Holy wow. I did NOT see that one coming.

Sorry if anyone took anything I said as bashing someone else's car. I certainly didn't intend that to be the sentiment at ALL. I thought I said that my car sucked, not that Linda's sucked. Somehow that got taken completely sideways.

I'm very sorry for anyone's hurt feelings. It wasn't an attempt at being a sore anything.  So Linda and Mr Papasin, let this be a clearly stated formal apology that I never meant to diminish your win in any way. I'm sorry if my poor choice of words led you to believe that I was. 


-T


----------



## fahrfrompuken

Todd is a great guy that goes far out of his way at all times to help others. He always gives constructive criticism and never talks down to those of us that are less knowledgeable. Knowing what I know of him I would say that the negativity was not real, only perceived.

There is always that message sent, message received thing. I said one thing, is that what you understood? I think we have a case of the message being delivered one way and it being perceived another.


----------



## speakerpimp




----------



## speakerpimp




----------



## Studio Civic

Well....now that we all seem to be out of the heat of the moment....and the drama is done.....Thank You all for coming to our Event.
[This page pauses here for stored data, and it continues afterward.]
PR #243, opened 2020-12-08
feat(watcherx): allow requesting current data

zepatrik:
## Related issue

In many cases the data have to be retrieved when starting the watcher as well.

## Proposed changes

This adds a possibility to signal to the watcher that you need it to send the current value as if it changed into the current state.

### DIFF
--- a/configx/provider.go
+++ b/configx/provider.go
@@ -235,14 +235,13 @@ func (p *Provider) addConfigFile(ctx context.Context, path string, k *koanf.Koan
 				cancel()
 				cancel = cancelInner
 				p.runOnChanges(e, nil)
-				close(c)
 				span.Finish()
 				return
 			}
 		}
 	}(c)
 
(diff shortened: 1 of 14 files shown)


configx/provider.go
```diff
@@ -235,14 +235,13 @@ func (p *Provider) addConfigFile(ctx context.Context, path string, k *koanf.Koan
 				cancel()
 				cancel = cancelInner
 				p.runOnChanges(e, nil)
-				close(c)
```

This Event is dedicated to the DIYMA competitors and members and without yall it would not be possible.....sorry for the delay on the IASCA and USACI results.......Had to relax a bit...

IASCA Results

Rookie 

Kieth Knotsman 206
Ellis Jackson 193
Kevin Cole 177

Amateur

Steve Lasher 223
James Risenhoover 207
Dean Elzy 198
Mimi Provasek 193
Shane Smith 191
Rick Phillips 191
Robert mcintosh 179
James Weaver 172
Jason Williams 160
Matt Rivera 156

Pro Am

Rick Paul 231
Chris Provasek 145

Pro

Steve Hester 231
Chad Bui 225
Harold Jones 202
Jim Rogers 187
Todd Lulliak 171
Daniel Greenwood 167
John Roberts 164

Expert 

Mark Eldridge 225

Expert Solo 

Chris Pate 251

Install

Rookie

Ellis Jackson 138

Amateur

James Risenhoover 202

Expert

Mark Eldridge 307

Expert Solo

Chris Pate 305

Best of Show Sound was a Tie between Rick Paul and Steve Hester (expert competitors are not qualified for BOS). It was decided by tonality which Steve Hester was one point higher. Steve Hester was the BOS winner.


----------



## SouthSyde

Thanks for the pics Rick, there were some reallllllly nice cars here....


----------



## Studio Civic

USACI Results

Rookie 1Q

Kieth Knotsman 154
Shane Smith 154

Rookie 1Q+

Ellis Jackson 234

Amateur 1Q

Juan Maldanado 228
Mike Johnson 223
Rick Phillips 220
Robert Mcintosh 218
Dean Elzy 213
James Weaver 212
John Cosby 207

Amateur 1SQ+

James Risenhoover 435
Steve Lasher 428
Rene Sanchez 358

Pro 1Q

Harold Jones 242
Chad Bui 240
Rick Paul 225
Steve Hester 216
Jim Rogers 210

Pro 2Q

Matt Thomas 218

Pro 2SQ+

John Roberts 419

Expert 1SQ+ 464

Expert 2SQ+ 451

BOS Sound winner was John Roberts (Expert competitors are not qualified for BOS)


----------



## SouthSyde

ssmith100 said:


> Thanks Chad, for it's first event I think the car did very well. Hester worked his magic in a very short period of time and got the car sounding very good. The drive home was quite pleasant. Oh, appreciate that cut in line on Saturday.
> 
> Thanks to Chris for putting on a great event. Counting the days till next year.
> 
> My opinion, which probably doesn't matter much, Linda and Richards little smart car sounded pretty freaking good to me. I would have thought myself it would have done better today too. I don't think you could meet two nicer people.
> 
> Shane


Sweet!! Glad you had a good time. At the end of the day, that is all that matters...


----------



## jode1967

I want to clarify my statement of bias- of the cars that I did hear, and I didnt hear all of them that competed. I though 1 car was misplaced by a ways. I wont say what car it was or who it was as it really doesnt matter. But, in my opinion, there was 1 car that was a ways higher than I would have guessed. other than that- I have no issues at all.
truly had a great time at the show. and thought it was a super nice competition. College Station has a great place to audition a wide range of gear with super management and install skills. So thanks to Mobile Toys for making the effort to keep this sport growing and entertaining the masses.
So to all that had a part in making this a great competition, I say thank you


----------



## Mitsu1grn

Greetings!

There were a number of requests made to me to release the list of the musical tracks used to evaluate the systems that were judged yesterday. Here you go!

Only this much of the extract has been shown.